- General revenue collections for June exceeded initial projections by 10.2%, totaling $4.66 billion, driven by strong sales tax performance and inflation-induced consumer spending.
- Fiscal Year 2022-23 general revenue collections reached $47.33 billion, exceeding estimates by 2.3 percent.
- Sales tax, investments, corporate income tax, and licenses contributed to the surplus, while insurance, corporate filing fees, and certain taxes fell short of expectations.
General revenue collections for the month of June surpassed initial projections by a significant margin. According to the Office of Economic and Demographic Research (EDR), total collections for the month amounted to $4.66 billion, representing a 10.2 percent increase over the adopted forecast assumptions made in March.
For the Fiscal Year 2022-23, General Revenue collections amounted to $47.33 billion, a 2.3 percent overestimate for the year. A primary component of the increased revenue was the performance of sales tax, which itself exceeded expectations by $293.4 million, an 11.1% percent rise above the estimate for the month.
Per the conference, inflation played a role in boosting Sales Tax collections, noting that the Consumer Price Index for all items increased by 3.0 percent in the 12 months leading up to June. The inflationary pressure consequentially led to higher prices, resulting in increased sales tax revenue as consumers made purchases at elevated rates.
Within the sales tax data exists a wide breadth of contributors to the revenue surplus with tourism, automobiles, and business all surpassing their respective yearly estimates. The report also points to other revenue sources that outperformed expectations such as earnings on investments, corporate income tax, and Licenses and Fees, which all contributed to revenue collections. Despite exceeding the initial economic forecast, not all revenue sources met their projections. Insurance taxes, corporate filing fees, beverage taxes, tobacco taxes, and severance taxes fell short of expectations for both the month and the fiscal year.
The report comes just days after the EDR convened to determine that the state’s property tax roll projections have exceeded expectations.
The estimates of the certified school taxable value as of July 1, 2024 surpassed initial projections by $8.08 billion, or 2.5 percent, reaching $3.3 billion. Buoyed by the growth, the conference has revised its ad valorem forecast for 2024 to an even higher value of $3.4 billion.
This updated figure represents an increase of $78.6 billion compared to the previous estimate made in March. With the value of one mill projected to be $3,335.12 million at 96 percent, the enhanced property tax roll could potentially translate into increased resources for local school districts.
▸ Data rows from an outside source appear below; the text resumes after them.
Issue #5325, opened 2022-02-01
Pass losses as callables when building detection models


Quintulius:
### 🚀 The feature

Some models currently accept normalization strategies as callables (```mobilenet_backbone``` accepts a ```norm_layer``` argument for example) but loss functions are currently hardcoded (```F.cross_entropy``` for ```fastercnn.roi_heads``` for example).

Following what has been done on normalization strategies loss function could be passed as callables in the modules constructor. This shouldn't break any backward compatibility. Reduction strategies still need to be properly handled.

### Motivation, pitch

Currently, trying different loss functions requires to use some dirty model patches. Accepting the losses in the model constructors would provide a much cleaner way to hack around the models.

If any interest I can propose a first PR modifying the Faster-RNN models.

Quintulius:
OK ! Modifying the detection models without breaking too much the backward compatibility seems indeed quite a challenge. I'm looking forward to seeing how these models evolve and become more flexible !

Issue #5307, opened 2022-01-28
Improve the accuracy of Detection models by using SOTA recipes and primitives


datumbox:
### 🚀 The feature

Similar to #3995 but focus on Object Detection.

Here is the accuracy of `fasterrcnn_resnet50_fpn` on latest main:
```
0:  Average Precision  (AP) @[ IoU=0.50:0.95 | area=   all | maxDets=100 ] = 0.369
0:  Average Precision  (AP) @[ IoU=0.50      | area=   all | maxDets=100 ] = 0.585
0:  Average Precision  (AP) @[ IoU=0.75      | area=   all | maxDets=100 ] = 0.396
0:  Average Precision  (AP) @[ IoU=0.50:0.95 | area= small | maxDets=100 ] = 0.212
0:  Average Precision  (AP) @[ IoU=0.50:0.95 | area=medium | maxDets=100 ] = 0.403
0:  Average Precision  (AP) @[ IoU=0.50:0.95 | area= large | maxDets=100 ] = 0.482
0:  Average Recall     (AR) @[ IoU=0.50:0.95 | area=   all | maxDets=  1 ] = 0.307
0:  Average Recall     (AR) @[ IoU=0.50:0.95 | area=   all | maxDets= 10 ] = 0.485
0:  Average Recall     (AR) @[ IoU=0.50:0.95 | area=   all | maxDets=100 ] = 0.509
0:  Average Recall     (AR) @[ IoU=0.50:0.95 | area= small | maxDets=100 ] = 0.317
0:  Average Recall     (AR) @[ IoU=0.50:0.95 | area=medium | maxDets=100 ] = 0.544
0:  Average Recall     (AR) @[ IoU=0.50:0.95 | area= large | maxDets=100 ] = 0.649
```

“Predominantly, that increase is driven by residential property,” said Lizette Kelly of the Florida Department of Revenue “We’re also seeing increases in commercial property – about 13 percent over 2022, and industrial about another 20 percent. Large multi-family [properties], we’re seeing increases of about 17 percent in adjusted value.”
Traditionally, Florida’s property assessments have been heavily influenced by the dynamics of the housing market. While 2023 saw a 15.27 percent appreciation across all property types, the growth rate is expected to slow to the low single digits in the coming years. This change is primarily due to the tightening of monetary policy and elevated mortgage rates, which have tempered price increases and introduced a possibility of price decreases.